Source data
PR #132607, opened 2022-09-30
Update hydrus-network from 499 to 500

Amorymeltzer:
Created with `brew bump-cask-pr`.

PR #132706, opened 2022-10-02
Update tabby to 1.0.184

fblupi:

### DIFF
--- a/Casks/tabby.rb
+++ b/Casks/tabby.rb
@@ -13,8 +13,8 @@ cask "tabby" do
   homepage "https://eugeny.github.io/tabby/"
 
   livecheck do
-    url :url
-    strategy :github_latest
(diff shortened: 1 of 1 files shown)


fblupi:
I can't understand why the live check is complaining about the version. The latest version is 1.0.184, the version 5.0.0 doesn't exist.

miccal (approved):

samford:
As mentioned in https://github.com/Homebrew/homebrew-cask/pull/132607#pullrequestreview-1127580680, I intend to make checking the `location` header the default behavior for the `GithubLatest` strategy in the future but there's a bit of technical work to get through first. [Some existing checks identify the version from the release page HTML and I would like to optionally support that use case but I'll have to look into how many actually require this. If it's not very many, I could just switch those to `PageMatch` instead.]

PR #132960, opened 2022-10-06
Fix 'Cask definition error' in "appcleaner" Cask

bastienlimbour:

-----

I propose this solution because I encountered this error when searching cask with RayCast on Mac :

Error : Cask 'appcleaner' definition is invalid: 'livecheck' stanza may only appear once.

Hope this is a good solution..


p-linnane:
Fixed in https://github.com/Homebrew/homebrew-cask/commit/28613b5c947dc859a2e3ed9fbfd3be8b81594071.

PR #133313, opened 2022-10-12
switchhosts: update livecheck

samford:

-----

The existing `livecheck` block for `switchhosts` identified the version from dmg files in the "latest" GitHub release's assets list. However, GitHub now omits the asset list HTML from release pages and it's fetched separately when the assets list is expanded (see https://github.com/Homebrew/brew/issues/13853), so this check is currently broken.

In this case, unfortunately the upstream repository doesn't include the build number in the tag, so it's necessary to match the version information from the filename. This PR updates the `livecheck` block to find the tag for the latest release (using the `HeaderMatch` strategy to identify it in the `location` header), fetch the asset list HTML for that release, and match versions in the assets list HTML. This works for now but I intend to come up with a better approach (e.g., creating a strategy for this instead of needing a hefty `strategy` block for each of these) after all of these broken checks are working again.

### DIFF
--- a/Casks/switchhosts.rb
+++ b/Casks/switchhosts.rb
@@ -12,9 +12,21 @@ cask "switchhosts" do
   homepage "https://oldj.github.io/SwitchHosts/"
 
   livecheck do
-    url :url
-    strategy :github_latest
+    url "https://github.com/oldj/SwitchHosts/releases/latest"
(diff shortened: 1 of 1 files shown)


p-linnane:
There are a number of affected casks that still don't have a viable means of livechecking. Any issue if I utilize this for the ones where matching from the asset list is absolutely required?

==

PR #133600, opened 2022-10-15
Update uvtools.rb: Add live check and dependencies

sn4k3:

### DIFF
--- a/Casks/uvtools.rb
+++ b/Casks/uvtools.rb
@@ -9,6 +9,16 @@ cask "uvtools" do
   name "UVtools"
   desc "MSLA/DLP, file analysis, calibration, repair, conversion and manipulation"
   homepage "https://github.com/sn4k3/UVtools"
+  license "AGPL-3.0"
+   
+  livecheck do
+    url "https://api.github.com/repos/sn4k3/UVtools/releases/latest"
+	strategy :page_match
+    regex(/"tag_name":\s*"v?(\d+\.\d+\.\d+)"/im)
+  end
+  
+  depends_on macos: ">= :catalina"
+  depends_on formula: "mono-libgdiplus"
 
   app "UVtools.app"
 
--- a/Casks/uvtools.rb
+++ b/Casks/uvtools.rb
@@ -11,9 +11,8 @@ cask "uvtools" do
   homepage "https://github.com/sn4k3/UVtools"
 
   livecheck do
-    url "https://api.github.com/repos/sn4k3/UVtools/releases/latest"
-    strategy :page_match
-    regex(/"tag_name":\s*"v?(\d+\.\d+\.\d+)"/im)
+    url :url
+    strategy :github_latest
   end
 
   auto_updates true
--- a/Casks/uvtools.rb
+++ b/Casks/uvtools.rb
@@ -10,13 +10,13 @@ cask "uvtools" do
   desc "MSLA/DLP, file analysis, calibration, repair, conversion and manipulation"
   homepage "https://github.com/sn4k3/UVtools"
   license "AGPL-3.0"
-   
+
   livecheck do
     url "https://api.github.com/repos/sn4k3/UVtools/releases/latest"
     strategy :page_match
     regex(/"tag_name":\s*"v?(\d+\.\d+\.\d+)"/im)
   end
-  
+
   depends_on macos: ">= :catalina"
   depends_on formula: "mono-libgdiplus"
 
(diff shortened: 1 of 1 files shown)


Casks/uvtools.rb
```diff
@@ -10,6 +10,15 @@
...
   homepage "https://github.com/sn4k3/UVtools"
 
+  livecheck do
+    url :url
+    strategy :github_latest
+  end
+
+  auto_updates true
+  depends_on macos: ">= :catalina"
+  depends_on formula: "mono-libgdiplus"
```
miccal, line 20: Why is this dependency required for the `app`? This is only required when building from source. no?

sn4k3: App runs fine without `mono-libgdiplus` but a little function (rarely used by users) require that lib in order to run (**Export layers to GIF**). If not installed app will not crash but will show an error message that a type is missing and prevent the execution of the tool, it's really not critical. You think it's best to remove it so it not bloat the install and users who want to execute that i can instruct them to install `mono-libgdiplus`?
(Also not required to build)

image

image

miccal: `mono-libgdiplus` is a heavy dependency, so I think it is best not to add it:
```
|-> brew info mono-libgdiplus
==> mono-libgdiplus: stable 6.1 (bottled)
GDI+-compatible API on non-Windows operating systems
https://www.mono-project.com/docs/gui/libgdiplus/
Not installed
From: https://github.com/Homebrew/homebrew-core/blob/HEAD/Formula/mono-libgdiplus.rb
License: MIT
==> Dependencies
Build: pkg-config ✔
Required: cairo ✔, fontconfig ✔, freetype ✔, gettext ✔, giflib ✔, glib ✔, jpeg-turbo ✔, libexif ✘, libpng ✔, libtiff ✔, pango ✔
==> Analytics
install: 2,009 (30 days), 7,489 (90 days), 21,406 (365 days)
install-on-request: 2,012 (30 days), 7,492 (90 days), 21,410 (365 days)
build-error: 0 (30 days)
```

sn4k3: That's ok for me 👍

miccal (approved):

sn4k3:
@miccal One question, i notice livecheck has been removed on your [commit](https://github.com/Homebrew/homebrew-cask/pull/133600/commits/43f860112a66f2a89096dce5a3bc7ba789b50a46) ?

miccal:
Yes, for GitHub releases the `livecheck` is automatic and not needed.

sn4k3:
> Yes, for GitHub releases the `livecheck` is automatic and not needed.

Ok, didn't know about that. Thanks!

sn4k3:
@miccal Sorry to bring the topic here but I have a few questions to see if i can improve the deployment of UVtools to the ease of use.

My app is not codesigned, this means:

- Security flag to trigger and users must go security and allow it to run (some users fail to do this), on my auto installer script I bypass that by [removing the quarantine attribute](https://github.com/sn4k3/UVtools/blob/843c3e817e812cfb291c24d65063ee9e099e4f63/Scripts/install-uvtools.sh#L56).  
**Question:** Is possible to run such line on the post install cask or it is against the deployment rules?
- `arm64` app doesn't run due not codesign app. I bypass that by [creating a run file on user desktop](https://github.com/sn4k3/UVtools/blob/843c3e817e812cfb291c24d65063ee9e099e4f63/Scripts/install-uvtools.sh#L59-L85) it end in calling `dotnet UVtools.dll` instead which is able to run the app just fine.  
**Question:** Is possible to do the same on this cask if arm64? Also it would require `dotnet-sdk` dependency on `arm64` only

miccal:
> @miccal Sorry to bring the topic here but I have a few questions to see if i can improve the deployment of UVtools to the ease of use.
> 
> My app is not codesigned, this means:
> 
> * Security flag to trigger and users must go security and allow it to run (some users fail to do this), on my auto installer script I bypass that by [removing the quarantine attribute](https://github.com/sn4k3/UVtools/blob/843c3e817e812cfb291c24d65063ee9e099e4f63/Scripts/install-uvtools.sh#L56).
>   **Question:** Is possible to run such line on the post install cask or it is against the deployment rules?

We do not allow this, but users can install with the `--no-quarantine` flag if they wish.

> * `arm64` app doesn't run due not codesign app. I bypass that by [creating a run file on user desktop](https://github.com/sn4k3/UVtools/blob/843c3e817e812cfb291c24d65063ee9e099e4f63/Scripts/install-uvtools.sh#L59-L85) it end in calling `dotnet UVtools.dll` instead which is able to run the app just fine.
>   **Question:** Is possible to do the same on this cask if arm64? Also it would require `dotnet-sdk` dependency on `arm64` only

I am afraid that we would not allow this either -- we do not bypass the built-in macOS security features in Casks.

■ **Action item**
Looking at the entries above, count each line in which the word "desktop" occurs, then give the total and nothing further.

■ **Answer section**
2